Y de las pocas, según recuerdo, con:

Esp*é*cimen Espec*í*menes
R*é*gimen Reg*í*menes


----------



## Krach

la respuesta es simple:

Carácter: se refiere a la personalidad de una persona (él tiene un carácter fuerte)

Caracter: es cada espacio utilizado o utilizable en el ámbito informático, bien sean letras, números, signos especiales (#%&"%#//&; entre otros) o incluso los mismos espacios en blanco realizado con la barra espaciadora.


----------



## Juan Jacob Vilalta

Krach said:


> la respuesta es simple:
> 
> Carácter: se refiere a la personalidad de una persona (él tiene un carácter fuerte)
> 
> Caracter: es cada espacio utilizado o utilizable en el ámbito informático, bien sean letras, números, signos especiales (#%&"%#//&; entre otros) o incluso los mismos espacios en blanco realizado con la barra espaciadora.


 
Más simple aún: caracter no existe.

Las dos definiciones que das se escriben *carácter*. Como bien lo indica Lexinauta.


----------



## Bartocus123

Krach said:


> la respuesta es simple:
> 
> Carácter: se refiere a la personalidad de una persona (él tiene un carácter fuerte)
> 
> Caracter: es cada espacio utilizado o utilizable en el ámbito informático, bien sean letras, números, signos especiales (#%&"%#//&; entre otros) o incluso los mismos espacios en blanco realizado con la barra espaciadora.


 
La palabra "caracter" no existe en castellano. No confundas al compañero, si la respuesta correcta es la anterior.


----------



## Krach

Bartocus123 said:


> La palabra "caracter" no existe en castellano. No confundas al compañero, si la respuesta correcta es la anterior.

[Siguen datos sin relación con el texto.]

PR #6, opened 2018-03-27
[IMP] runbot: Add running logs button to show alive logs

moylop260:
This log is very important if you have a error in the frontend but that is not showed well.

cc @mart-e


Xavier-Do:
With the new config/step system, the running log link is added automatically.

PR #7, opened 2018-03-28
[FIX] runbot: py3 fixes

moylop260:
- Decode error
 - iteritems is not a attribute of dictionary anymore


d-fence:
Thanks again @moylop260 
Those py3 / v11 conversion issues flew under the radar.

PR #8, opened 2018-03-30
Master trigger enterprise build moc

d-fence:
Force a rebuild when a reverse dependency commit is detected.
e.g. when a new commit in community is fetched, force a rebuild of the latest commit in enterprise.

Use case: make it easier to detect a commit that makes the tests fail in another depending repository

### DIFF
--- a/runbot/models/build.py
+++ b/runbot/models/build.py
@@ -415,7 +415,6 @@ class runbot_build(models.Model):
                 else:
                     v['job'] = jobs[jobs.index(build.job) + 1]
                 build.write(v)
-            build.refresh()
 
             # run job
             pid = None
--- a/runbot/models/build.py
+++ b/runbot/models/build.py
@@ -59,6 +59,9 @@ class runbot_build(models.Model):
                                      ('fuzzy', 'Fuzzy - common ancestor found'),
                                      ('default', 'No match found - defaults to master')],
                                     string='Server branch matching')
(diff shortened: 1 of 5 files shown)


runbot/models/build.py
```diff
@@ -59,6 +59,9 @@ class runbot_build(models.Model):
                                      ('fuzzy', 'Fuzzy - common ancestor found'),
                                      ('default', 'No match found - defaults to master')],
                                     string='Server branch matching')
+    revdep_build_ids = fields.Many2many('runbot.build', 'runbot_rev_dep_builds',
```
antonylesuisse: Wha about dep_build_ids

antonylesuisse: Nope i get it rev == resverse

runbot/templates/build.xml
```diff
@@ -17,7 +17,27 @@
 
         <t t-if="bu['server_match'] in ('default', 'fuzzy')">
             <i class="text-warning fa fa-question-circle fa-fw"
-               title="Server branch cannot be determined exactly. Please use naming convention '9.0-my-branch' to build with '9.0' server branch."/>
+                title="Server branch cannot be determined exactly. Please use naming convention '9.0-my-branch' to build with '9.0' server branch."/>
+        </t>
+        <t t-if="bu['revdep_build_ids']">
+            <table class="table-condensed">
```
antonylesuisse: Display on same line as time

Issue #9, opened 2018-04-10
Builds are not killed when a branch or a repo is deleted


d-fence:
When a branch or a repo is deleted, their corresponding builds are not killed.

This causes two problems:
- The running builds are running indefinetly
- The _find_port method can return a port that is used by a "phantom" build still running. Leading to a traceback 'Address already in use'

PR #10, opened 2018-04-11
[FIX] runbot: kill builds when unlinking repo or branch

d-fence:
When a repo is deleted, the corresponding builds processes continues to
run indefinitely. Because of that, it may happens that the runbot launch
a new build using a port that is still in use by such a zombie build.

If this commit is applied, when unlinking a repo or a branch, the
corresponding builds are marked to be killed. Also, when searching for a
free port, the port is checked to avoid 'port already in use'
tracebacks.

It should fix https://github.com/odoo/runbot/issues/9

En algo tienen razón y eso no se puede obviar. Sin embargo tengo que agregar lo siguiente:

Con la lengua todo es, grosso modo, muy incierto. Ya que, como dicen la palabra "caracter" no exite en diccionarios pero sí existe en el habla común. La lengua no la rige lo normativo (aunque la gramática normativa diga lo contrario) sino el uso. No se puede omitir el hecho de que cada vez se escucha más el término antes escrito por lo tanto, basándome en lo que lo que dice la academia, la lengua dificilmente podría considerarse como normativa. ¿Cuántas veces hemos escuchado (o por lo menos yo) decir que está mal dicha la palabra imprimido?.

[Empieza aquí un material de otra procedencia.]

PR #12, opened 2018-04-20
[IMP] runbot: choose the python version for coverage

d-fence:
When code coverage was processed the 'coverage' utility was called the
same way regardless of the Odoo version. That was the cause of two
problems:
1) In some OS packages, the 'coverage' executable was renamed to
'python-coverage' and 'python3-coverage'
2) Since version 11.0, Odoo needs python3

With this commit, the coverage module is called from python '-m'
argument and the python version is choosen from the Odoo executable
shebang.

### DIFF
--- a/runbot/common.py
+++ b/runbot/common.py
@@ -98,3 +98,14 @@ def local_pgadmin_cursor():
     finally:
         if cnx:
             cnx.close()
+
+def get_py_version(build):
+    """return the python name to use from build instance"""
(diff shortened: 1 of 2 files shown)


d-fence:
@rco-odoo as discussed, you can exclude code with a comment like this: "# pragma: no cover" as stated here: http://coverage.readthedocs.io/en/latest/excluding.html

PR #13, opened 2018-04-26
[REF] runbot: Skip build from commit message

moylop260:
This module skip a build based on the commit message.
Inspired by [Travis-CI#Skipping-a-build](https://docs.travis-ci.com/user/customizing-the-build#Skipping-a-build)

 - If you don’t want to run a build for a particular commit for any reason, add `[ci skip]` or `[skip ci]` to the git commit message.
 - Commits that have `[ci skip]` or `[skip ci]` anywhere in the commit messages are ignored by Travis CI.
 - Note that in case multiple commits are pushed together, the `[skip ci]` or `[ci skip]` takes effect only if present in the commit message of the HEAD commit.

### DIFF
--- a/runbot/models/repo.py
+++ b/runbot/models/repo.py
@@ -15,6 +15,9 @@ from odoo.modules.module import get_module_resource
 from odoo.tools import config
 from ..common import fqdn, dt2time
 
+SKIP_WORDS = ['[ci skip]', '[skip ci]']
+SKIP_WORDS_RE = re.compile("|".join(map(re.escape, SKIP_WORDS)))
+
 _logger = logging.getLogger(__name__)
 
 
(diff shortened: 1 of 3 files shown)


d-fence:
Hello @moylop260 , is there any reason to create a build and skip it ?
Why not ignoring completely the commit in the runbot_repo._update_git method ?

moylop260:
Hello @d-fence
I delete the tmpdir from tearDown when the tests finish

d-fence:
Hello @moylop260 
Yes, you delete the tmpdir but the repo is cloned in the static dir of the runbot https://github.com/odoo/runbot/blob/9555370fa678a1cc7f8b2d9e99b8ba07c514b6ce/runbot/models/repo.py#L134 

So after the test, the cloned repo is still there. It's not that bad, because this dir is "gitignored " but it would be cleaner to remove that after the test.

moylop260:
Hello @d-fence 
You are right!

Fixed

moylop260:
I just merge your branch to this one and I have created a small change.
Thanks @d-fence

moylop260:
@d-fence If there is another change you just request me
Regards!

d-fence:
@moylop260 Hello. Yes, we discussed internally and we would like to change a little bit.
We would like those keywords:
[skip all] : same as [ci skip]
[skip tests] : a build object is created but the test jobs are skipped
[skip build] : a build object is created but the last job (build) is skipped

What do you think about that ?

moylop260:
I agree with you.

In order to have compatibility with others CI like as gitlab and travis... we should use `[ci skip]` for skip all since that they work this way.

`[skip tests]` and `[skip build]` is a good idea for runbot.
IMHO this should be other PR since that this PR is doing the initial work fine.

KangOl:
FYI, It break in case of mutliline commit message.

moylop260:
@kangOI Could you give us more details, please?

Do you have a traceback? (Could you attach it)
What is the commit message used?

For the tests we are using: 
 - `cimsg = "Testing body\n\n[ci skip]"`

But maybe we need to add another special case...

d-fence:
Finally removed from runbot.

PR #17, opened 2018-05-10
[FIX] runbot: Avoid infinite loop fetching

moylop260:
Using `repo.hook_time = None` and `repo.mode = hook` the cron run fetch command in an infinite-loop.

Using by default the current date the issue is fixed because the first command is a "git clone" if the path is not exists then the last time is now for first time.


mreficent:
@moylop260 I think this should be rebased

moylop260:
Rebased

PR #20, opened 2018-05-18
[IMP] runbot: kill older builds when a new one is created

d-fence:
When a new commit is found and a new build is created. When a user
pushes more commits in the same branch a few minutes later, it causes
more builds in testing phase, resulting in a CPU waste.

With this commit, previous builds in testing phase in non sticky
branches are killed when a new build is created.

### DIFF
--- a/runbot/models/repo.py
+++ b/runbot/models/repo.py
@@ -205,6 +205,16 @@ class runbot_repo(models.Model):
                     builds_to_skip._skip(reason='New ref found')
                     if builds_to_skip:
                         build_info['sequence'] = builds_to_skip[0].sequence
+                    # testing builds are killed
+                    builds_to_kill = Build.search([
+                        ('branch_id', '=', branch.id),
+                        ('state', '=', 'testing'),
+                        ('committer', '=', committer)
+                    ])
+                    builds_to_kill.write({'state': 'deathrow'})
+                    for btk in builds_to_kill:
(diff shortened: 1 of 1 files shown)


runbot/models/repo.py
```diff
@@ -211,6 +211,16 @@ def _update_git(self):
                     builds_to_skip._skip(reason='New ref found')
                     if builds_to_skip:
                         build_info['sequence'] = builds_to_skip[0].sequence
+                    # testing builds are killed
+                    builds_to_kill = Build.search([
+                        ('branch_id', '=', branch.id),
+                        ('state', '=', 'testing'),
+                        ('commiter', '=', committer)
```
mreficent: Could we just kill it ONLY if the commit has been replaced?

I mean,

Case 1:
Add commit A to branch
While testing A, modify commit A by doing a rebase (thus replacing it by the modified commit) and push force
Expected: previous build deleted.

Case 2:
Add commit A to branch
While testing A, add new commit B to branch
Expected: no build is deleted.

d-fence: typo committer

KangOl:
I would only do this on non-sticky branches

d-fence:
That's the case https://github.com/odoo/runbot/blob/31209920c28afa544c9fa1516ac0c0c866089c14/runbot/models/repo.py#L200

PR #275, opened 2018-07-13
Feature/fixratelimit

nerdstrike:
### Description

The rate limiter has been intermittently failing on Travis for some time now. There is clearly a problem with time on a heavily virtualised platform.

### Use case
If we make the rate limiter test less dependent on time, it should be less fragile in CI environments

### Benefits
Travis failures should be real problems, and not just the rate limiter. ratelimit.t should finish sooner as it has no significant sleep calls to wait for.

### Possible Drawbacks
May not have fixed the rate limiter for all time. There are still some parts which rely on a time component.

### Testing
No changes outside of ratelimit.t

Travis tests have passed 3 times

### Changelog

No user-facing changes

### DIFF
--- a/cpanfile
+++ b/cpanfile
@@ -65,3 +65,4 @@ test_requires 'Test::Deep';
 test_requires 'HTTP::Request::Common';
 test_requires 'Plack::Test';
 test_requires 'Net::CIDR::Lite';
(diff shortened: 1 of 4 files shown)


premanand17:
Merging to see if it works..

Si nos basamos en lo normativo (lo que dicen los diccionarios), tienen toda la razón cuando aseveran que "caracter" no existe, y los apoyo; sin embargo, si nos enfocamos en el uso cotidiano (y no sé si sea sólo en mi país) se aplica la diferencia que mencioné en mi intervención anterior.

Si nuevamente consideran que estoy errado, háganmelo saber. La intención no es confundir a persona alguna, es sencillamente aclarar.


----------



## jorge_val_ribera

Krach said:


> Si nuevamente consideran que estoy errado, háganmelo saber. La intención no es confundir a persona alguna, es sencillamente aclarar.


 
Entonces te recomiendo que escribas una advertencia en tus mensajes cuando vayan en contra de lo «normativo». Podrías decir: «La RAE dice esto y esto, pero en mi país más se escucha esto otro.»


----------



## StryKeRneL

En Chile también se da que en ambiente universitario incluso profesores de lenguajes de computación dicen "caracter" para referirse a "carácter". Lo único que dicen bien es "caracteres", y sólo por suerte de que la tilde se desplaza una sílaba. Es un error sobre el que deberían educarse.


----------



## HaHa08

Lexinauta said:


> Este es un término muchísimas veces mal escrito y mal pronunciado en el contexto/ambiente informático. Las formas correctas son:
> 
> en singular 'car*á*cter'  -  pero en plural 'caract*e*res' (el acento se desplaza a la sílaba siguiente)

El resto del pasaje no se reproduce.